I would like to discuss options / strategies for optimizing Druid query performance. Let me first briefly describe our setup:
We are trying to deploy a Druid cluster that takes in roughly 100TB of compressed data per day. The Druid segments are having a segment- and query-granularity HOUR and the compressed segment sizes in S3 are about 50GB per day. We have about 30 dimensions and 30 measures in our main datasource at a rollup ratio of 22. The datasource gets served up by 20 4xlarge historicals and a 4xlarge broker. Even when we only send one query at a time, the responses are too slow (15 to 30 seconds if we query more than a couple of days).
We’ll be looking into the metrics and be playing around with some options but I meant to ask a couple of questions with regard to query performance optimization to know which strategies might yield the biggest speedup.
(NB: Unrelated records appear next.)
PR #1505, opened 2026-08-26
Accept v1-shape monitor body in PPL update guard and toV1MonitorBody

riysaxen-amzn:
The monitor details page enable/disable toggle round-trips the monitor in raw v1 shape (query nested in inputs[0].ppl_input.query, nothing at top level). toV1MonitorBody read only the top-level query and defaulted to '', so before the empty-query guard this path silently wiped the monitor's PPL query on every toggle; after the guard it was rejected outright.

Fall back to inputs[0].ppl_input.query in both toV1MonitorBody and the updateMonitor guard so v1-shape bodies pass through with their query intact, while truly query-less bodies are still rejected.

### Description
[Describe what this change achieves]
 
### Issues Resolved
 
### Check List
  - [ ] All tests pass

### DIFF
--- a/server/services/PplAlertingMonitorService.js
+++ b/server/services/PplAlertingMonitorService.js
@@ -15,13 +15,13 @@ const ALERTS_BASE_PATH = `${PPL_MONITOR_BASE_API}/alerts`;
 
 /**
  * Transforms the frontend body format ({ ppl_monitor: { name, query, triggers, ... } })
- * into the v1 backend format ({ name, monitor_type, inputs, triggers, ... }).
+ * into the engine's native monitor format ({ name, monitor_type, inputs, triggers, ... }).
  */
-const toV1MonitorBody = (body) => {
+const toEngineMonitorBody = (body) => {
   const pplMon = body?.ppl_monitor || body;
   // Accept both the flattened frontend shape (query at top level) and the
-  // raw v1 shape (query nested in inputs[0].ppl_input.query). Callers that
-  // round-trip a v1-format monitor (e.g. the monitor details page
+  // raw engine shape (query nested in inputs[0].ppl_input.query). Callers that
+  // round-trip an engine-format monitor (e.g. the monitor details page
   // enable/disable toggle) send the latter.
   const query = pplMon.query || pplMon.inputs?.[0]?.ppl_input?.query || '';
   const rawTriggers = Array.isArray(pplMon.triggers) ? pplMon.triggers : [];
@@ -30,7 +30,7 @@ const toV1MonitorBody = (body) => {
     return { ppl_trigger: t };
   });
 
-  const v1 = {
+  const engineMonitor = {
     name: pplMon.name,
     monitor_type: 'ppl_monitor',
     enabled: pplMon.enabled !== false,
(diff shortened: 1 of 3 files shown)


server/services/PplAlertingMonitorService.test.js
```diff
@@ -102,6 +102,61 @@ describe('PplAlertingMonitorService.updateMonitor query guard', () => {
     expect(callArgs.body.inputs[0].ppl_input.query).toContain('source = logs-*');
     expect(callArgs.body.triggers[0].ppl_trigger).toBeDefined();
   });
+
+  test('accepts a raw v1-shape body whose query is nested in inputs[0].ppl_input (details-page enable/disable round-trip)', async () => {
```
eirsep: there's no test sending inputs: [{ ppl_input: {} }] (or an empty nested  query) and asserting rejection?

eirsep (approved):

server/services/PplAlertingMonitorService.js
```diff
@@ -616,8 +620,12 @@ export default class PplAlertingMonitorService extends MDSEnabledClientService {
 
       // Guard against silent data loss: toV1MonitorBody defaults a missing
       // query to '', so an update body without a query would silently wipe
-      // the monitor's PPL query. Reject it instead.
-      if (!cleanMonitor.query || !String(cleanMonitor.query).trim()) {
+      // the monitor's PPL query. Accept the query from either the flattened
+      // shape (top-level query) or the raw v1 shape (inputs[0].ppl_input.query,
```
toepkerd: nit: let's avoid using V1 or V2 language as this is a vestige of a time where we were pushing for PPL Monitors to be a wave of new V2 APIs.

toepkerd (approved):

toepkerd:
Some of the unit test CIs appear to fail due to compiler errors. Are these outdated CIs?

server/services/PplAlertingMonitorService.test.js
riysaxen-amzn: Good catch -- added two tests in 1d963a8: one with `inputs: [{ ppl_input: { query: '' } }]` and one with `inputs: [{ ppl_input: {} }]`, both asserting the guard rejects with the same message and the engine client is never called.

server/services/PplAlertingMonitorService.js
riysaxen-amzn: Agreed - 1d963a8 removes all v1/v2 language from the files this PR touches: toV1MonitorBody -> toEngineMonitorBody, flattenV1Monitor -> flattenEngineMonitor, and all comments reworded to "engine format" vs "flattened format". Broader cleanup of the remaining v2 vestiges (the /api/alerting/v2 route namespace.

lezzago:
## Code review findings

Reviewed the nested-query fallback fix and the `toEngineMonitorBody`/`flattenEngineMonitor` rename. The core change is correct — the guard and translator both read from the same source (`query` → `inputs[0].ppl_input.query`), so they stay consistent, and all 8 references to the renamed functions are updated with no stale references. Three items surfaced:

### 1. Stale trigger metadata survives on the newly-accepted engine shape (medium)
`server/services/PplAlertingMonitorService.js` — the trigger-cleaning map strips `id`/`last_triggered_time`/`last_execution_time` only from **unwrapped** triggers:

```js
cleanMonitor.triggers.map(({ id, last_triggered_time, last_execution_time, ...trigger }) => trigger)
```

The engine-shape body this PR now accepts wraps triggers as `[{ ppl_trigger: { id, last_triggered_time, ... } }]`. The destructure finds none of those keys at the wrapper's top level, so the inner `ppl_trigger` (with its stale `id` and last-run timestamps) passes through untouched — while the flattened path drops them. This is exercised by the new round-trip test (`trigger-id-1` is forwarded verbatim). Worth confirming the engine tolerates a stale trigger `id` on update, or unwrapping `ppl_trigger` before stripping so both shapes are cleaned consistently.

### 2. Duplicated query-extraction expression (cleanup)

I read up on the possibilities of Druid routers and tiers and having different query granularities. However, I cannot help but thinking that the most speedup in query performance should be due to having a better rollup ratio. If so, it would seem to make a whole lot of sense if one could construct a set of peer datasources such that for example a main datasource has all 30 dimensions and one peer datasource would be based on the the same data but have only a carefully selected subset of dimensions, lets say the 10 most used dimensions.
This peer datasource would have a much better rollup ratio and would probably be able to serve queries much faster without any unwanted tradeoff like having a higher time-granularity. This would be a similar concept as precomputing a partial cube in OLAP or precomputing aggregation groups in RDBMS systems. I know that the ingestion part of such a setup could be done via re-indexing tasks which would re-ingest existing druid segments and re-index them on fewer dimensions. However, as far as my understanding goes, the segments that now have a reduced number of dimensions would need to go into a separate datasource because a given datasource cannot serve up multiple granularities of the same time-frame.
Given then, that the dimension-reduced data is residing in peer-datasources, it would be required to have a functionality in Druid which checks incoming queries and rewrites them as follows: if a query only concerns the subset of dimensions that the peer datasource contains, route the query to this peer-datasource, otherwise route the query to the full datasource. In this process, the datasource name of the query might have to be rewritten while the rest of the query could remain unchanged.
Using a different tier for each datasource seems wasteful to me and I also wouldn’t know how to do the routing / query rewriting.
So I guess my questions are:
does something like this make sense
is it possible to do something like this with Druid’s out-of-the-box featureset?